英輝は帝国が仕掛ける戦争ではなかった事に、他の者達は戦争という現代日本では無縁だった出来事その物に驚いて。
動揺を見せなかったのは、騎士団長から既に話を聞いていたらしい剣道少女・剣崎武美と、ずっと暗い表情で俯いていた内気な少女・境目未紗希の二人だけであった。
そんな一同に対して、皇帝はもう一度同じ説明を繰り返す。
「信じられぬかもしれぬが本当の事だ。赤原大王国が黒鉄王国を支配するために、大軍で攻め込んだのだ」
「そ、それって、戦争って事ですかっ!?」
ようやく理解して悲鳴を上げる皆に、皇帝は重々しく頷き返し、側に控えていたメイド達に指示を送る。
「余の言葉だけでは信じられぬだろうと思い、神楽に取り寄せて貰った機械を用いて、証拠を用意しておいた」
「あまり愉快な光景ではありませんが、どうかご確認下さい」
メイド達はそう言いながら、英輝達に一枚ずつ小さな紙を配っていく。
それはポラロイドカメラで撮ったらしき写真であり、距離があるため少しぼやけていたが、見た事のない街を取り囲む、何万という大軍の姿が写っていた。
「これは……」
「黒鉄王国を見張らせていた密偵が、決死の覚悟で届けてくれた物だ。昼夜を問わず走り、早馬を潰すほど急いでくれたが、それでも五日が経っている」
「じゃ、じゃあ、この街は……?」
誰かが思わず呟いてしまった問いに、皇帝は僅かに黙り込んでから、沈痛な面持ちで答えた。
「黒鉄王国の王都は既に、赤原大王国の手で滅ぼされたとみて間違いなかろう」
「そ、そんな……」
一つの街が滅ぼされた。人の手によって、何万という人々が殺された。
その事実に対して、震える事しかできない一年A組の面々に、皇帝は矢継ぎ早に告げる。
「赤原大王国が次に攻め込むのは、おそらくこの白翼帝国であろう」
「――っ!?」
自分達のいる場所が他国に攻め込まれる。戦争になり、もしかしたら自分達も殺されてしまうかもしれない。
その絶望と恐怖に呑み込まれて皆が言葉を失うなか、英輝は立ち上がって叫んだ。
「だから、俺達に戦えと言うんですかっ!?」
このまま皇帝に主導権を握らせていれば、必ずそういう話になって丸め込まれる。
そう直感したからこそ、英輝は敢えて自分から切り出した。
「前にも言ったはずです。人間同士の殺し合いなんてまっぴら御免だし、戦争の道具になんかされたくありません!」
そこまで言い切った所で、この場に愛那達が呼ばれなかった意味をようやく悟る。
(戦争に反対し、丸め込むのに邪魔となる者達を、あらかじめ排除しておいたんだ)
何て汚い大人だと、英輝は怒りのこもった目で皇帝を睨む。
だから、怒りに囚われて考えが足りなかった。戦争反対派の筆頭たる英輝を、何故わざわざ残しておいたのかと。

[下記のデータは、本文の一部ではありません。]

PR #3025, opened 2023-11-12
wasmer dir

thedavidmeister:
### TODO:

### DIFF
--- a/crates/holochain_conductor_api/src/config/conductor/paths.rs
+++ b/crates/holochain_conductor_api/src/config/conductor/paths.rs
@@ -13,6 +13,7 @@ const ORGANIZATION: &str = "holochain";
 const APPLICATION: &str = "holochain";
 const KEYS_DIRECTORY: &str = "keys";
 const DATABASES_DIRECTORY: &str = "databases";
+const WASM_CACHE_DIRECTORY: &str = "compiled-wasms";
 const CONFIG_FILENAME: &str = "conductor-config.yml";
 
 /// Newtype for the database path. Has a Default.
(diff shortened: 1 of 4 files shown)


ThetaSinner (approved):

crates/holochain_conductor_api/src/config/conductor/paths.rs
```diff
@@ -42,6 +43,33 @@ impl<'a> From<&'a Path> for DatabaseRootPath {
...
+    Debug,
+    PartialEq,
+    AsRef,
+    FromStr,
+    Display,
+    serde::Serialize,
+    serde::Deserialize,
+)]
+#[display(fmt = "{}", "_0.display()")]
+pub struct CompiledWasmsRootPath(PathBuf);
```
steveej, line 60: how about a `Lazy<PathBuf>` for a default, e.g.

```suggestion
pub static DEFAULT_COMPILED_WASMS_ROOT_PATH: Lazy<PathBuf>> = Lazy::new(|| {
    data_root().join(PathBuf::from(WASM_CACHE_DIRECTORY))
}
```

this would allow us to just use vanilla `PathBuf`

thedavidmeister: @steveej hmm but if you look at everything else in this file it follows the pattern i used, i'd prefer everything to be consistent, so if we change one we should change them all

maackle (approved):

crates/holochain_conductor_api/src/config/conductor.rs
```diff
@@ -25,17 +27,21 @@ pub use keystore_config::KeystoreConfig;
...
     pub tracing_override: Option<String>,
 
-    /// The path to the database for this conductor;
-    /// if omitted, chooses a default path.
-    pub environment_path: DatabaseRootPath,
+    /// The path to the data root for this conductor;
+    /// This can be `None` while building up the config programatically but MUST
+    /// be set by the time the config is used to build a conductor.
+    /// The database and compiled wasm directories are derived from this path.
+    pub data_root_path: Option<DataRootPath>,
```
jost-s, line 44: @thedavidmeister I suggest to provide a default for this.

abe-njama:
Removing the backport label. This was backported and released as holochain 0.2.5 via #3208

「貴方だって、俺達を戦争に使わないと言ったはずだっ!」
「そうだな。其方達を戦争に駆り立てるような真似はできないし、しないと誓った」
英輝の糾弾を、皇帝は大人しく認める。
その上で、ただ淡々と事実を突きつけてきた。
「しかし、この度は我らが戦争を仕掛けるのではない、赤原大王国に侵略されるという話なのだ。其方らがいくら戦争は嫌だ、平和が良いと叫んだところで、大王国軍が帰ってくれるわけではない」
「それは……」
正論で言い返せず、口ごもるしかない英輝から目を外して、皇帝は他のクラスメート達を見回した。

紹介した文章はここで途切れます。